Our Bacteria should survive and grow in mixed waste

Our Bacteria should be able to express our constructs whilst being cultured with mixed waste

Our Bacteria should be able to secrete the extracellular degrading enzymes

Our Bacteria should be able to degrade mixed waste

Our Bacteria should be able to tolerate mixed waste degradation products, such as Ethylene Glycol

Our Bacteria should be able to synthesise P(3HB) from mixed waste

Modelling

Design

Survival in waste

Story about the Choice of MG1655 as chassis.

Gene expression

construct design: Inducible promoters, His and Flag tags for western, GFP in operon .

later, these enzymes can be combined

Secretion

Are you planning an iGEM project with E.coli that involves protein secretion? You are at the best place for finding all the information you need for making it happen.

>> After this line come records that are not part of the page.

PR #294, opened 2020-09-25
Fix peribolos config file for Knative by removing jessiezcc

chizhg:
The error is `Configuration failed: failed to configure knative members: all team members/maintainers must also be org members: jessiezcc`, see https://prow.knative.dev/view/gs/knative-prow/logs/ci-knative-peribolos/1309538632675102723#1:build-log.txt%3A8

/cc @mattmoor


mattmoor (commented):
/lgtm
/approve

PR #303, opened 2020-09-30
add kn-diag repo into peribolos/knative-sandbox.yaml

cdlliuy:


tcnghia:
@cdlliuy can you please resolve the conflict so the tests can run? thanks

Issue #137, opened 2020-05-19
Sort out knative.team


evankanderson:
Ryan got us a GSuite org. We need to do the following:

* [x] Add new TOC / Steering members to the org
* [x] Get calendar sharing working
* [x] Get team drive working
* [ ] Document setup
* [ ] Update documentation

evankanderson:
Set up time on 6/16 to do this.

mattmoor:
@evankanderson is this a dupe with: https://github.com/knative/community/issues/86

evankanderson:
I think this was part of #86. This was about having the GSuite configuration working to share; I'm going to use #86 for doing the actual cutover.

evankanderson:
/close

Duplicate of #86

Issue #86, opened 2020-02-10
Move to Knative Community owned GSuite account


bsnchan:
## Current State

The Knative GSuite tools use the `google.com` domain at the moment. This affects:
* Google Drive
  * Folks outside of Google can't control the ownership of the community drive itself
* Knative Community Calendar
  * Folks outside of Google have read/write access but don't have admin privileges
* Hangouts
  * We still use Hangouts for a lot of WG meetings which require someone from Google to let folks into the meeting
* Google Groups
  * I believe all the knative-* google groups are tied to the `google.com` GSuite org as well

## Proposal

Create a knative.dev GSuite org for the community and shift all the community owned artifacts to this org.

## Steps

* [x] Add new TOC / Steering members to the org
* [x] Get calendar sharing working
* [x] Get team drive working
* [x] Document setup
* [ ] Update documentation

bsnchan:
Hey @rgregg @isdal - this feels like an easy one to tackle. Is there any chance we can get some budget for this?

mattmoor:
tl;dr I'd like to plug for an increase in the priority of this.

I had a quick sync with @dims and having a community Gsuite org seems to be one of the cornerstones of how they are migrating the pieces of the K8s CI/CD/Release infrastructure from Google-only, to community based.

It sounds like they have significant automation for managing the Gsuite org (see [here](https://github.com/kubernetes/k8s.io/blob/master/groups/groups.yaml)), and by the end of our chat I was in a very "shut up and take my money" mood.

That this is being used to address the exact-same problems on the Kubernetes side sets a very strong precedent that we didn't have previously motivating this, and the ways they are using it (which we should follow) make this blocking for other items on this board.

rgregg:
I'm working on setting up a G-Suite account for us to use.

rgregg:
We have a G-Suite account now, using `knative.team`. I believe @evankanderson is working on the migration details for our membership groups and shared drive.

evankanderson:
/assign @evankanderson 

We will be moving Team Drive & Calendar on the weekend of July 4 to attempt to minimize disruption.

mattmoor:
@evankanderson You mentioned sitting down with Tomas last week to work on this, any update?

evankanderson:
Update is:

The following calendar and document should be publicly visible:
[...]

PR #307, opened 2020-10-02
Initial work on gdocs migration tool with tcnghia.

evankanderson:
/assign @tcnghia 

I dropped a brief plan into the directory with pointers to the GSuite API. We'll also need to figure out how to set up credentials (I don't care whether this is a shared project, or we each have our own, but Google is somewhat twitchy  about apps getting access to `https://www.googleapis.com/auth/drive.file` or `https://www.googleapis.com/auth/drive` permissions, one of which we will need.


tcnghia:
Thanks @evankanderson 
/lgtm

evankanderson:
A few notes on this; I had a 1:1 meeting with Nghia, and wanted to put the plan down more formally.

This helps to solve #137 and #86. Based on the Google.com current sharing settings, people can't move docs out of the current drive (because it's owned by Google). "Make a copy" does work, but there are a lot of docs, and some of them are actually in-flight. So we're going to automate this, make a copy of all the docs, and then put a banner on the current docs pointing to the new location and change the team drive settings so that the new drive is shared with knative.dev and the old drive is limited to view permissions.

We're checking in the tool we use, because it makes sense to review and archive the tool, but we're not vendoring all the go modules or using the root of the repo because this will hopefully be a one-off, and we may move it to an "automation" repo if one exists.

Note that the new drive will allow for "share to web", which should make publishing docs a bit easier, so I'm a little motivated every time I get a GDocs sharing request.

E.coli is commonly used as a chassis in innovative iGEM project that aim to prove the concept and make the case for a novel function in a biologically engineered machine. In our case, we aim to degrade and synthesise plastic and the degradation part of our system needs to be extacellular. There are not only such biotechnological but also many other reasons for the extracellular targeting of a protein: It can be a product with a medical function, like the EGF hormone in a previous iGEM project or be important in bioremediation such as in Dundee Team’s toximop system and much more. There are many strategies for secretion. On the following page, you can read about these and find out why we chose the pelB tag for all our degradation enzymes and how we improved the ESTCS2 esterase by changing the phoA outer-membrane anchoring tag in the original Biobrick to pelB. Our story will help you to choose a secretion strategy best suited to your project and also give you guidance with the technical details of using it.

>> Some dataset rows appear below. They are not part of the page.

PR #332, opened 2020-10-21
Load all files metadata into a forest

tcnghia:
* Increase page size for faster operation
* Store all File metadata in a forest

Next step would be to copy them from one drive to the other.

/assign @evankanderson

### DIFF
--- a/mechanics/tools/gdocs-migrate/forest.go
+++ b/mechanics/tools/gdocs-migrate/forest.go
@@ -1,0 +1,63 @@
+package main
+
+type File struct {
+	id       string
+	name     string
+	parentID string
+	isFolder bool
+}
+
+type Forest struct {
+	fileByID map[string]File
+	children map[string][]File
+	leaves   []File
+}
+
+func NewForest() Forest {
+	return Forest{
+		fileByID: make(map[string]File),
+		children: make(map[string][]File),
+	}
+}
+
+func (fo *Forest) Add(f File) {
+	fo.fileByID[f.id] = f
+
+	fo.children[f.parentID] = append(fo.children[f.parentID], f)
+	if !f.isFolder {
+		fo.leaves = append(fo.leaves, f)
+	}
+}
+
+func (fo *Forest) GetFiles() []File {
+	return fo.leaves
+}
+
+func (fo *Forest) Size() int {
+	return len(fo.fileByID)
+}
+
+func (fo *Forest) FolderCount() int {
+	return fo.Size() - len(fo.GetFiles())
+}
+
+func (fo *Forest) GetPath(f File) []string {
+	parents := []string{}
+	cur := f
+	p, hasParent := fo.fileByID[cur.parentID]
+	for hasParent {
+		if p.name != "" {
+			parents = append(parents, p.name)
+		}
+		cur = p
+		p, hasParent = fo.fileByID[cur.parentID]
+	}
+	return reverse(parents)
+}
+
+func reverse(s []string) []string {
+	for i, j := 0, len(s)-1; i < j; i, j = i+1, j-1 {
+		s[i], s[j] = s[j], s[i]
+	}
+	return s
+}
--- a/mechanics/tools/gdocs-migrate/forest.go
+++ b/mechanics/tools/gdocs-migrate/forest.go
@@ -44,13 +44,9 @@ func (fo *Forest) FolderCount() int {
 func (fo *Forest) GetPath(f File) []string {
 	parents := []string{}
 	cur := f
-	p, hasParent := fo.fileByID[cur.parentID]
-	for hasParent {
-		if p.name != "" {
-			parents = append(parents, p.name)
-		}
-		cur = p
-		p, hasParent = fo.fileByID[cur.parentID]
+	for cur.parentID != "" {
+		cur = fo.fileByID[cur.parentID]
+		parents = append(parents, cur.name)
 	}
 	return reverse(parents)
 }
--- a/mechanics/tools/gdocs-migrate/forest.go
+++ b/mechanics/tools/gdocs-migrate/forest.go
@@ -41,6 +41,11 @@ func (fo *Forest) FolderCount() int {
 	return fo.Size() - len(fo.GetFiles())
 }
 
+// GetPath returns all the ancestor of a given File in decreasing
+// seniority.
+//
+// This should only be called after the whole forest has ben loaded,
+// i.e. Add(...) has been called for all the Files.
 func (fo *Forest) GetPath(f File) []string {
 	parents := []string{}
 	cur := f
--- a/mechanics/tools/gdocs-migrate/main.go
+++ b/mechanics/tools/gdocs-migrate/main.go
@@ -3,13 +3,15 @@ package main
 import (
 	"fmt"
 	"log"
+	"strings"
 
 	"google.golang.org/api/drive/v3"
 )
 
 const (
-	KnativeCommunityDriveId = "0APnJ_hRs30R2Uk9PVA"
-	KnativeTeamDriveId      = "0AM-QGZJ-HUA8Uk9PVA"
+	KnativeCommunityDriveID = "0APnJ_hRs30R2Uk9PVA"
+	KnativeTeamDriveID      = "0AM-QGZJ-HUA8Uk9PVA"
+	FolderMimeType          = "application/vnd.google-apps.folder"
 )
 
 func main() {
@@ -26,28 +28,49 @@ func main() {
 	}
 
 	drives := map[string]string{
-		"Knative Community [old]": KnativeCommunityDriveId,
-		"Knative Team":            KnativeTeamDriveId,
+		"Knative Community Drive": KnativeCommunityDriveID,
+		"Knative Team Drive":      KnativeTeamDriveID,
 	}
 
+	forest := NewForest()
 	for name, id := range drives {
-		// List files from Knative Community Drive.
-		r, err := srv.Files.List().PageSize(10).
-			Corpora("drive").
-			IncludeItemsFromAllDrives(true).
-			SupportsAllDrives(true).
-			DriveId(id).
-			Fields("nextPageToken, files(id, name)").Do()
-		if err != nil {
-			log.Fatal("Unable to retrieve files:", err)
-		}
-		fmt.Printf("---------------------------\n%s files:\n---------------------------\n", name)
-		if len(r.Files) == 0 {
-			fmt.Println("No files found.")
-		} else {
-			for _, i := range r.Files {
-				fmt.Printf("%s (%s)\n", i.Name, i.Id)
+		fmt.Println("Loading directory from ... ", name)
+		forest.Add(File{
+			id:       id,
+			name:     name,
+			isFolder: true,
+		})
+		var pageToken *string
+		for pageToken == nil || *pageToken != "" {
+			// List files from Knative Community Drive.
+			request := srv.Files.List().PageSize(1000).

Alternative strategies for protein secretion in E.coli:

N terminal secretion-signal peptides are recognised by the sec pathway (1). The pathway transports to the periplasm and additional mechanism are usually necessary to further export the protein to the extracellular space (2). An approach for using this pathway is the addition of an N terminal signal peptide to the target protein which can obtain as high as 90% efficiency in secretion to the extracellular space (3). Such signals are pelB and phoA tags which are available as biobricks. PelB can get cleaved off by pelB peptidase in the periplasm but phoA will anchor your protein to this localisation. Fusion partners are endogenous proteins that naturally get secreted in E.coli and can be fused to the target protein. Some such proteins were demonstrated to be a powerful carriers of medically relevant human proteins in E.coli (4). The yebF and ompF proteins exit the cell via the sec pathway and use additional mechanism for leaving the periplasm where they interact with outer-membrane porins for extracellular secretion (5). The osmY is available as a Biobrick and we have submitted ompF this year. The porin proteins such as ompF and ompA, can be used as fusion partners too and anchor proteins to the outer surface of E.coli. ABC transporters use ATP for transport of specific proteins across the bacterial membrane (6). The ABC transporter of Erwinia chrysanthemi can be expressed in E.coli and export proteins that contain the LARD1 domain as a C terminal fusion (7). The system is biobricked in two separate plasmids (transporter, LARD1) with different antibiotic resistance and it is important to use both at the same time. The page in the registry that lists localisation tags] was incomplete and contains eukaryotic and prokaryotic localisation signals mixed together. We have therefore put together the tables below for you to help choose an E.coli secretion strategy that is suitable for your project.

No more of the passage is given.